• **EXERCISE INPUT**:
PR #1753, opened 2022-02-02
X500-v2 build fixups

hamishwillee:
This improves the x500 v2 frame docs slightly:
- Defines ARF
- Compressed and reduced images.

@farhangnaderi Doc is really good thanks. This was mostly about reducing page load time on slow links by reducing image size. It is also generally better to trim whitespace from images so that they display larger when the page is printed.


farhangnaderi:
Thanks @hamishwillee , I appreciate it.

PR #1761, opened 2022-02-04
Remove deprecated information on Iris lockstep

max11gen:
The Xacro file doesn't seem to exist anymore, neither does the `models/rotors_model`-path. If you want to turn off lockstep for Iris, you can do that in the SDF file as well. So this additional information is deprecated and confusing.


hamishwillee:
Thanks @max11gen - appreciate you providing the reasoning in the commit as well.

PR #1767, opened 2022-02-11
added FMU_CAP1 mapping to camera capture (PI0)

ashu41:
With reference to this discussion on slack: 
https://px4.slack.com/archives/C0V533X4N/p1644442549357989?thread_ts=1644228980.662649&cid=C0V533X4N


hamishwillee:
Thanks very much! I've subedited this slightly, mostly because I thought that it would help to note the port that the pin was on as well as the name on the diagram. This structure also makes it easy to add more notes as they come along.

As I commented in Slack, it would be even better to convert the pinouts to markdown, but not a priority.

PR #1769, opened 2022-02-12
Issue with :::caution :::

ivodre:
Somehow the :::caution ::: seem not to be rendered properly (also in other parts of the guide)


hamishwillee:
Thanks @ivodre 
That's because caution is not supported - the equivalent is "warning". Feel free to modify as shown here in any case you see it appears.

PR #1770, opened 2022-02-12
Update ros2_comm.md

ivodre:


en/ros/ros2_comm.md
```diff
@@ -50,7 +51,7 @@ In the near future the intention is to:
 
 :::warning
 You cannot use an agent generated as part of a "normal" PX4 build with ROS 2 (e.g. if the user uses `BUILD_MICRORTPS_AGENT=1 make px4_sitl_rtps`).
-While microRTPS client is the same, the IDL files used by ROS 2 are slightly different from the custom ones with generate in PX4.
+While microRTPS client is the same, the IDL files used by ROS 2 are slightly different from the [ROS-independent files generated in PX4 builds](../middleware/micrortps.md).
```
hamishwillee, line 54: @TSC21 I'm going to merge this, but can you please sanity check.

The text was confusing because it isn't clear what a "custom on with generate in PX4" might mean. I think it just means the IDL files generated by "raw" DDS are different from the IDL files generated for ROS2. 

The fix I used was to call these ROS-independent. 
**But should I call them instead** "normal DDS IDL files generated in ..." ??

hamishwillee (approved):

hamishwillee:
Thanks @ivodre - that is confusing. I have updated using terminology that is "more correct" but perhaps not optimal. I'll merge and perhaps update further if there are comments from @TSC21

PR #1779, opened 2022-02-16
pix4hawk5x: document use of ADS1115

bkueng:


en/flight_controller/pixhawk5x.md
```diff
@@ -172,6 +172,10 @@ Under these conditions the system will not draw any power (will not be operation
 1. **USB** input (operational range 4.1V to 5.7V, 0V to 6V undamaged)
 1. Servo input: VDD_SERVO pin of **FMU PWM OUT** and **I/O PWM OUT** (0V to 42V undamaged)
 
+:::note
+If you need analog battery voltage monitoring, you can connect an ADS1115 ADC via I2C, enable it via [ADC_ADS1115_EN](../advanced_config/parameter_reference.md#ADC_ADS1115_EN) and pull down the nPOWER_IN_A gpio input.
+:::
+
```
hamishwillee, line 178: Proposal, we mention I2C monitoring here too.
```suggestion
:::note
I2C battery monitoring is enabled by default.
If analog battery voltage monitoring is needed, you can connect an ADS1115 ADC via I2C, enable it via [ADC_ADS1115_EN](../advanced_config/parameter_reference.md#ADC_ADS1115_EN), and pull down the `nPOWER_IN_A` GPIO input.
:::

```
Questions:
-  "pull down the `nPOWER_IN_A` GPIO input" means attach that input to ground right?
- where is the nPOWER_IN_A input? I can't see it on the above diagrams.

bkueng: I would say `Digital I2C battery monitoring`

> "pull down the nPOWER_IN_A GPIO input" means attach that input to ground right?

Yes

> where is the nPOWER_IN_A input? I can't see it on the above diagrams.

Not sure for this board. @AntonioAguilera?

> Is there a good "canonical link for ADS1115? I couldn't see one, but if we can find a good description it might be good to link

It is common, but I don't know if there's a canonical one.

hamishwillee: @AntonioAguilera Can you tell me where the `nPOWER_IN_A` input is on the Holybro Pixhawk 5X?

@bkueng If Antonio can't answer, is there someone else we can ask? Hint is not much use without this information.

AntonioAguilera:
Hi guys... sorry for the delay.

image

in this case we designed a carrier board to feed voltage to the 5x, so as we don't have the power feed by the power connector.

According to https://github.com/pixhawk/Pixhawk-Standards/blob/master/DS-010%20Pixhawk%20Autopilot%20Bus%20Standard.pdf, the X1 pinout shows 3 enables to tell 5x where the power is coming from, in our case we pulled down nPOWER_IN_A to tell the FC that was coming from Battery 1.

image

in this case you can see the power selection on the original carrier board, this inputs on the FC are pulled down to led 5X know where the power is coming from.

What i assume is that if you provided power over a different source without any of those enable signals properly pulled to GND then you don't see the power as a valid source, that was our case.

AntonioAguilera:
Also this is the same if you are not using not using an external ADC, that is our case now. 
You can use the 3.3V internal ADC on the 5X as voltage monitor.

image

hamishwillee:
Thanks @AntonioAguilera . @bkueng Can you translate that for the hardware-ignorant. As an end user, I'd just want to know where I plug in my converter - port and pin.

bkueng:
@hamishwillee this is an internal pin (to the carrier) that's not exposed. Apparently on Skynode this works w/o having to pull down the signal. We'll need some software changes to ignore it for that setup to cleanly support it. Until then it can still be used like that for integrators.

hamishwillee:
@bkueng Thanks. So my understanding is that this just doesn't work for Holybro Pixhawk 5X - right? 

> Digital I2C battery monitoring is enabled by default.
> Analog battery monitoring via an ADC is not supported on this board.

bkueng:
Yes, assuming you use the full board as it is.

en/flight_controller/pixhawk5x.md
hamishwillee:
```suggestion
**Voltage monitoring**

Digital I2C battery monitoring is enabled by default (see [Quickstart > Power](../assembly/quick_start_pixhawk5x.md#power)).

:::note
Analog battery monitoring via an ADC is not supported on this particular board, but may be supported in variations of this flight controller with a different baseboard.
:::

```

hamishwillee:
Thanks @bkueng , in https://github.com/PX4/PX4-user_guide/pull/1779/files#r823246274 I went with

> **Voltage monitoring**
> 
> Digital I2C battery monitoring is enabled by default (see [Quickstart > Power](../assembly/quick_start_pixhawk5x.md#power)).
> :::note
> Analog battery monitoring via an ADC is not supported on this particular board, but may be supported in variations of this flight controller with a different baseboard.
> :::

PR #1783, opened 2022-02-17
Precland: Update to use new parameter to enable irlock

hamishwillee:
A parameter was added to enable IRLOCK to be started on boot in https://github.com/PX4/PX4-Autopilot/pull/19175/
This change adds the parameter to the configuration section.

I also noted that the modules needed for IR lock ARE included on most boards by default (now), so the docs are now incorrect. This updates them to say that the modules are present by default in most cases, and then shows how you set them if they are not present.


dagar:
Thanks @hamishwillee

--

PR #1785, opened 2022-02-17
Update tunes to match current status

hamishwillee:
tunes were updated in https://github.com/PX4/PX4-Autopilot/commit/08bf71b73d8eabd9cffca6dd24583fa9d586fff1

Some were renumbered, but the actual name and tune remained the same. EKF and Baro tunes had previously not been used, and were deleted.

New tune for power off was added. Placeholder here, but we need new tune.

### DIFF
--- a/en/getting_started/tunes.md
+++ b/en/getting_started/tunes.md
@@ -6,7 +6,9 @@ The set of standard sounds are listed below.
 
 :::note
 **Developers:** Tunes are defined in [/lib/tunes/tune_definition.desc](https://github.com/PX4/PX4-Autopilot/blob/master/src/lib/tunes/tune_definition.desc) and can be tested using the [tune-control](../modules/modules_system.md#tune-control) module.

• **THE TASK**:
State only the count of lines above that hold the string "normal".

• **TASK RESULT**:
2